Summer Houses is the recording project for Morgan M. Clemente. His first release under this moniker is a three-song EP entitled Somedays. It’s a noisy, lo-fi affair that is in an almost constant state of dissonance.
Up first is “Collapse” which melds elements of shoegaze, alternative and other like-minded genres. The vocals are delivered in a kind of ’90s classic indie rock type of way and a number of bands came to mind. Clemente sounds like a young guy talking about suitable topics. He sings, “I'm severing ties with all my friends / Collapsing under your weight / I’m just a character in your stories / I represent all your self hate.”
“Between Then and Now” is full of nihilistic thought and ambiguous ramblings that are completely open to interpretation as to what, where and when they are referring to . At its best the song sounds similar to My Bloody Valentine and early ’90s indie rock acts by combining large splotches of feedback and distortions that shift in pitch.
“Pen Pals pt. 1” is a bit more melancholy and tragic. The story on paper is deep but the way it’s told feels a bit tongue-in-cheek. It’s a slow burn which eventually leads to a Godspeed You! Black Emperor type drone.
The EP reminded me of some of the more noisy aspects of The Microphones. It’s also similar to The Microphones in the lo-fi approach. The Glow Pt. 2 is a bit of an anomaly because it sounds lo-fi but the engineering is deceptively really well done. There is a clear separation on instrumentation, the dynamics are well implemented and much more.
As an engineer myself I can say the music on Somedays is a difficult style to engineer just because of the sheer amount of white noise which takes up most of your mid and high frequencies between 1khz and 10khz.

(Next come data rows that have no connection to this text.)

PR #2372, opened 2026-09-04
Publish a slot's state from the block that decided it (#2303)

### LINKED ISSUE #2303: Session launcher slice 4: played ranges reported without a poll

lucaromagnoli:
Closes #2303. Slice 4 of #1894.

The fork's UI learns what the launcher did by polling: `SessionClipScheduler::processStateEvents` off a 33 ms timer, plus `relaunchActiveClips` as a second entry point that exists only because the first one is a poll. `LaunchTap` is the read-back the value taps already established for parameters (#2122), applied to a slot: the block that decides the state publishes it, in the pass that advanced the handle, so the reading and the audio it describes are the same block.

## What a slot publishes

As Clemente steps into his full length I hope to hear a little bump in this area whether it's by working with other engineers or by increasing the fidelity. There were a lot of interesting things happening but even with my best audiophile listening equipment it was hard to discern some of the more interesting, faint instrumentation.
Overall, I was impressed by these three songs. It was a little nostalgic for me and took me back to my college days at the turn of century when I first started to fall in love with noise rock. Hopefully, Clemente can keep that flame burning.